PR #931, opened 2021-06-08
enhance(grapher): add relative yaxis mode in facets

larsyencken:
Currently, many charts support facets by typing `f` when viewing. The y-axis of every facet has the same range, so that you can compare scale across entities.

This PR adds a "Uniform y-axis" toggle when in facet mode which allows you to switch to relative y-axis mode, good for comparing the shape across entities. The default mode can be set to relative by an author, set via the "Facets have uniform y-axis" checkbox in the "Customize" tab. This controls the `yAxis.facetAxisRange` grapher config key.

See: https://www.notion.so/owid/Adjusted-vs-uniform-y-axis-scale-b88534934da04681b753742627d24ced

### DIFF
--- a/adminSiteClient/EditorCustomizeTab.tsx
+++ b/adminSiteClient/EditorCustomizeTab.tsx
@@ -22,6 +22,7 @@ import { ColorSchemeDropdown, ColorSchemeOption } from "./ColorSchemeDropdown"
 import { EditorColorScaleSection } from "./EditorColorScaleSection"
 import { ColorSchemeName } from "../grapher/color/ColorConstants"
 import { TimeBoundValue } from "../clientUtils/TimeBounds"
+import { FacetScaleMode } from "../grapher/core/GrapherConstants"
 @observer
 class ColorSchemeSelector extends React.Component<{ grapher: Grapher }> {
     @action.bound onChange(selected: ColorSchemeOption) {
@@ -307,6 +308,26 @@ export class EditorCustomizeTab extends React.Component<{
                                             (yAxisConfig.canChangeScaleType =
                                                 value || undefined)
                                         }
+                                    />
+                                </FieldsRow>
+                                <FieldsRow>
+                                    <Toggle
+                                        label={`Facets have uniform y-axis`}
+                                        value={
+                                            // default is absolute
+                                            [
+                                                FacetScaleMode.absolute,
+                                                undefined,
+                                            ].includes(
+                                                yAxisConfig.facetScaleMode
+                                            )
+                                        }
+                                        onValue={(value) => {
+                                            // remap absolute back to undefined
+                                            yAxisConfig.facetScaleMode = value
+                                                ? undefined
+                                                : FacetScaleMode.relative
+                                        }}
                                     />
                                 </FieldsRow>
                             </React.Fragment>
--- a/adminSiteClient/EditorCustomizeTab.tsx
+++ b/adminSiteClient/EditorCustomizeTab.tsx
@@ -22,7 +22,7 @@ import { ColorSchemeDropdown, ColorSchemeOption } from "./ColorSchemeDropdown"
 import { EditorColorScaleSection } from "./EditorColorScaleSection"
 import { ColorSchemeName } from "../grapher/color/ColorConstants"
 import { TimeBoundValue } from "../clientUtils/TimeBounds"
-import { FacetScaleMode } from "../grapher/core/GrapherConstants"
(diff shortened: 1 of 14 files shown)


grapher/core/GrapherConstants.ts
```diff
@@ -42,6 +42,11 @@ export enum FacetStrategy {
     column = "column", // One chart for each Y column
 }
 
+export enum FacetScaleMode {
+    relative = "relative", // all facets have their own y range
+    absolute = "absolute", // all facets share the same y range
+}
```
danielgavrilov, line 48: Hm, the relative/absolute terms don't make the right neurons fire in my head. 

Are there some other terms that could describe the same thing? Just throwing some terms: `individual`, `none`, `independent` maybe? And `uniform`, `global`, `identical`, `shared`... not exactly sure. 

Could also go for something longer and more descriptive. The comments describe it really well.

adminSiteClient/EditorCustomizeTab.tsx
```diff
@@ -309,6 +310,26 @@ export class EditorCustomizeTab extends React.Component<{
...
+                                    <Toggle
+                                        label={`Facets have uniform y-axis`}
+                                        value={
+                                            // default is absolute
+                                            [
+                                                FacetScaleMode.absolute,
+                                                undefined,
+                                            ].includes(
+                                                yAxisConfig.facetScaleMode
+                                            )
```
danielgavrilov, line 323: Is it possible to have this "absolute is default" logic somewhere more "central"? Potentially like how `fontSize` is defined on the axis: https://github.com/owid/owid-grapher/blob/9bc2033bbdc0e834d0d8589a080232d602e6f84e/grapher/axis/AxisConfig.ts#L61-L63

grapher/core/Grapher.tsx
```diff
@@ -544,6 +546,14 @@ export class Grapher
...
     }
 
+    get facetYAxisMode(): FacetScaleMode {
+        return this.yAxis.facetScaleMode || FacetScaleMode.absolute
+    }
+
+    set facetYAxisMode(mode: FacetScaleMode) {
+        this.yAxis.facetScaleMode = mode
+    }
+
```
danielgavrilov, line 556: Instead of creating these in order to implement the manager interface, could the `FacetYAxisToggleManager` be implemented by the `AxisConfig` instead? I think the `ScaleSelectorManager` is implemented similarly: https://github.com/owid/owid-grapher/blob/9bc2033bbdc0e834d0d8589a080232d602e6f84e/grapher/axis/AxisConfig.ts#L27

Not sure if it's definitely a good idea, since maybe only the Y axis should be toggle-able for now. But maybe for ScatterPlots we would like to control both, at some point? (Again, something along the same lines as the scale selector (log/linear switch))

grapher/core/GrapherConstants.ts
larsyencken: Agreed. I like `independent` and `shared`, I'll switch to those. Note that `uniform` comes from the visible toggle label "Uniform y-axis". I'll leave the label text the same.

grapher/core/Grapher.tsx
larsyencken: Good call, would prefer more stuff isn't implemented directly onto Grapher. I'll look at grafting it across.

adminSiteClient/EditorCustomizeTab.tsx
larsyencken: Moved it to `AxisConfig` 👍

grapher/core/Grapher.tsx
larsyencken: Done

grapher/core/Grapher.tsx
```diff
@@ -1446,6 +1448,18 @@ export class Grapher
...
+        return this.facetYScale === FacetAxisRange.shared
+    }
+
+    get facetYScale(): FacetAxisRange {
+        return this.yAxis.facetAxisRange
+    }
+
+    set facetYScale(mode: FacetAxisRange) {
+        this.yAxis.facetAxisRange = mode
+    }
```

-----

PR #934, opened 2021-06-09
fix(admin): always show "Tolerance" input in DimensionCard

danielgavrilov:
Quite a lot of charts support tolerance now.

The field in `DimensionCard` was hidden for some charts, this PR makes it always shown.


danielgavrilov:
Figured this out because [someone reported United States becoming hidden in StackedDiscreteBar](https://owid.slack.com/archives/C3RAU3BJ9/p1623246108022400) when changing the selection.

-----

* _Assignment_
Once you find the string "DimensionCard" in a line of the records, copy that line.

* _Response below_
fix(admin): always show "Tolerance" input in DimensionCard
The field in `DimensionCard` was hidden for some charts, this PR makes it always shown.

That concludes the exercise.